Best of this week in our opinion pages: from community-based solutions for fighting terrorism to the Bank of England’s dilemmas
As talks of a definitive lifting of Covid-19 restrictions intensify, workers are coming back to their offices in flocks, bringing liveliness back into the Square Mile. Richard Kauntze wrote about an often overlooked aspect of the City’s inner workings: the unofficial economy of gossip. The City has long thrived on whispered tittle-tattle, which plays a special role in brokering deals and getting useful information out. When gossip is back, you know the City is alive again.
The more street-savvy among the senior executives will be well aware of the financial value of gossip, a commodity which is not bought or sold but bartered.
Richard Kauntze
Last month’s Texas hostage crisis shed a light on the inescapable truth that terrorism and hatred are still very present in our societies. Richard Ottoway turned to the UK’s counter terrorism strategy to look at what worked and what didn’t in the past two decades. Deradicalisation works if it is relatable, if it speaks to the people it is trying to reach. That’s why it should be implemented at the grassroot level, through civic organisations who address the root causes of this very scary, and very real, phenomenon.
More than a decade ago, when I chaired the Foreign Affairs Select Committee, our enquiry into Afghanistan argued that military solutions had distinct limitations. We recommended more community engagement to bring about peace and end radicalisation. Today, it may seem that report did not go far enough.
Richard Ottoway
This week, inflation has been front and centre. On Thursday, City A.M.’s Economics and market reporter Jack Barnett looked at the Governor of the Bank of England Andrew Bailey’s message on inflation, arguing that his tone lacked nuance. Bailey has asked workers to temper pay demands to tame inflation. This is a lot to ask from a drained workforce, worried about an imminent cost of living crisis. Perhaps things would look different had the Bank launched the rate hike cycle earlier.

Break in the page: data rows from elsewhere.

PR #1011, opened 2025-01-14
ShellExt: Handle .url files

cjee21:
Only works on new Windows 11 context menu. Windows File Explorer's classic context menu does not show any shell extensions for .url files.

[URL files for testing.zip](https://github.com/user-attachments/files/18409714/URL.files.for.testing.zip)

### DIFF
--- a/Source/WindowsShellExtension/dllmain.cpp
+++ b/Source/WindowsShellExtension/dllmain.cpp
@@ -33,9 +33,9 @@ BOOL APIENTRY DllMain(_In_ HMODULE hModule, _In_ DWORD  ul_reason_for_call, _In_
 }
 
 namespace {
+
     // Extracted from
     // https://source.chromium.org/chromium/chromium/src/+/main:base/command_line.cc;l=109-159
-
     std::wstring QuoteForCommandLineArg(_In_ const std::wstring& arg) {
         // We follow the quoting rules of CommandLineToArgvW.
         // http://msdn.microsoft.com/en-us/library/17w5ykft.aspx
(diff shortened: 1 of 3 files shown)


cjee21:
Note: #1002 needs to be rebased after this again.

Source/WindowsShellExtension/dllmain.cpp
```diff
@@ -185,6 +185,63 @@ namespace {
...
+        std::ifstream file(filePath, std::ios::binary);
+
+        // Check if file opened successfully
+        if (!file.is_open())
+            return false;
+
+        // Read the entire file content
+        std::string content;
+        file.seekg(0, std::ios::end);
+        content.resize(file.tellg());
```
JeromeMartinez, line 205: There should be a security check that the file is not too big, e.g. leaving if file size is > 4096 bytes (a modern storage block size).

JeromeMartinez (changes requested):
Thank you!
One small addition please:

cjee21:
Does not work on Qt GUI as expected. Need some changes in Qt code to handle URL as command line parameter.

cjee21:
Does not work on Qt GUI as expected. Need some changes in Qt code to handle URL as command line parameter.

It is because of:
https://github.com/MediaArea/MediaInfo/blob/ed69a31ac0cf1b48e00f85adc976508edcbfcb81/Source/GUI/Qt/mainwindow.cpp#L433
Commenting this line out makes it work for urls.

JeromeMartinez:
[Snapshot](https://mediaarea.net/download/snapshots/binary/mediainfo-gui/20250114-2/MediaInfo_GUI_24.12.20250114_Windows.exe).

JeromeMartinez (approved):

JeromeMartinez:
@cjee21 it works great, thanks!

It is all about influencing expectations by sending the message that monetary policy will stay loose. Governor of the Bank of England Andrew Bailey’s message to workers to temper pay demands will probably have the opposite effect.
Jack Barnett
A City veteran, Guy Hands wrote about mental health in the Square Mile and in our National Health Service. Hands reflected on his own experience of struggling with mental health while working in the City. Although attitudes have shifted, we still consider psychological wellbeing less important than physical health, and this is reflected in the NHS. Our health system needs much more funding and resources to deal with something that’s only become more prevalent during the pandemic.
I felt it would be weak even to consider getting help. I was wrong.
Guy Hands
On Friday, Daniela Flores took a deep dive into the mayonnaise saga, started by Terry Smith’s comments last month about Unilever’s attempts to define a social purpose for its Hellman’s mayonnaise. In today’s world, thankfully, you can’t separate business from sustainability anymore. But companies must learn how to communicate their social purpose in a way that makes sense for their core values. Otherwise what they risk is losing investors on the way.
The conundrum can be solved only with with clarity at every level and speaking the language of investors, laying out a long-term strategy to make it a business that can make sustainable profits – in both senses of the word – as the globe’s needs adjust.